Dem ist zu entgegnen, dass auch die in Österreich zur Anwendung gelangenden Bestimmungen des nationalen Mineralölsteuergesetzes verschiedene Steuerbefreiungen vorsehen. So ist etwa gemäß § 4 Abs. 1 Z 2 MinStG von der Mineralölsteuer befreit:

„Mineralöl, das als Schiffsbetriebsstoff an Schiffahrtunternehmen für die gewerbsmäßige Beförderung von Personen oder Sachen (einschließlich Werksverkehr) auf der Donau oder auf dem Bodensee aus Steuerlagern oder Zollagern abgegeben wird und Kraftstoffe, die an solche Unternehmen zum Einsatz zu diesen Zwecken auf diesen Gewässern abgegeben werden“.

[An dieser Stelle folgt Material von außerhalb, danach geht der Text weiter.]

Issue #234, opened 2021-01-03
Idea - use datalevin for clojure-lsp db


FongHou:
Hi @ericdallo, @snoe 

Just want to bring up an idea. What do you think using https://github.com/juji-io/datalevin for clojure-lsp db persistent.

clojure-lsp currently uses sqlite3 pretty much as a flat file (ie. all data in single row in project table). datalevin seems a good fit for persisting clojure-lsp global db atom. It may enable some scalable and performant optimizations e.g. reduce memory usage since datalevin read query is very fast so the whole db doesn't have to be kept in memory anymore. Also, I remember there was a code analysis tool designed around datomic/datalog long time ago (though I couldn't find it online anymore), but I think it's still a cool idea to pursue long term.

Thanks!

ericdallo:
It looks really cool, but I'm not sure it'd improve performance that much, AFAIK we use the db just for loading already analyzed sessions and it's fast, what it's slow for us, is the fact to analyze all project/jars one time for new projects.
WDYT @snoe ?

snoe:
I've definitely imagined making queries against the usages. But when I started to write it up, it turned out there wasn't a lot of reuse from that ability. Basically there's a "query" for completions and one for "thing under cursor" so code seemed to fit the bill well enough.

There's an argument, I think for a number of indexes on the data.
Does datalevin supports field indexes (let alone indexes from expressions like sql can do)? I'm not sure how it provides the read performance off disk without having the db in memory.

The reason the whole db is not persisted is because there's a lot that can happen between shutting down the server and starting it up again. Doing something like rename on stale or incorrect information is very bad as it could lead to broken code if, say, a commit added a new usage before you start up your editor.

ericdallo:
I made a POC where it's working, I just replace the sqlite to datalevin, but we still use the atom for everything.
https://github.com/clojure-lsp/clojure-lsp/pull/345

Still having some issues while compiling the native-image with GraalVM

ericdallo:
The datalevin worked but discussing with @snoe we think that we'll not have any advantages just changing the sqlite to datalevin for what we use today, we probably can improve it using just a plainfile for the persisted analysis instead of sqlite, then we can probably fix #296 as well.

PR #345, opened 2021-02-27
Use datalevin instead of sqlite

ericdallo:
This is a POC to test datalevin native compiled performance instead of sqlite (don't work with static graalvm flag for now)


ericdallo:
This was a POC and it worked good, but we'll probably use a plainfile instead of sqlite and datalevin. Closes #234

PR #347, opened 2021-02-28
update datalevin version

huahaiy:
Datalevin 0.4.x has some slight changes in function names. Updated. I have tested, with this version of Datalevin, clojure-lsp compiles to native just fine.  

For now, we are including the C code manually and compile it to libdtlv.a.  I will figure out how to include it in the jar instead in the future.


ericdallo (approved):

ericdallo (approved):
Thank you for the help!
Will test it right now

Ein auf die Gewährung dieser Befreiungsbestimmung abzielender Antrag des Bf. liegt nicht vor und das Zollamt hat darüber im angefochtenen Bescheid auch mit keinem Wort abgesprochen.

Die Prüfung der Frage, ob der Bf. die gesetzlichen Voraussetzungen für diese Abgabenbefreiung erfüllt, entzieht sich daher schon mangels Sachidentität einer näheren Würdigung im Rahmen der vorliegenden Entscheidung, die ausschließlich die Vergütung für Agrardiesel nach § 7a MinStG zum Gegenstand hat.

Es war daher wie im Spruch zu entscheiden.

Zulässigkeit einer Revision

Gegen ein Erkenntnis des Bundesfinanzgerichtes ist die Revision zulässig, wenn sie von der Lösung einer Rechtsfrage abhängt, der grundsätzliche Bedeutung zukommt, insbesondere weil das Erkenntnis von der Rechtsprechung des Verwaltungsgerichts­hofes abweicht, eine solche Rechtsprechung fehlt oder die zu lösende Rechtsfrage in der bisherigen Rechtsprechung des Verwaltungsgerichtshofes nicht einheitlich beantwortet wird.

Die Lösung der hier zu klärenden Frage, ob die Agrardieselverordnung auch für Fischereibetriebe Anwendung findet, ergibt sich unmittelbar aus den zitierten gesetzlichen Bestimmungen. Es musste daher der Revisionsausschluss zum Tragen kommen.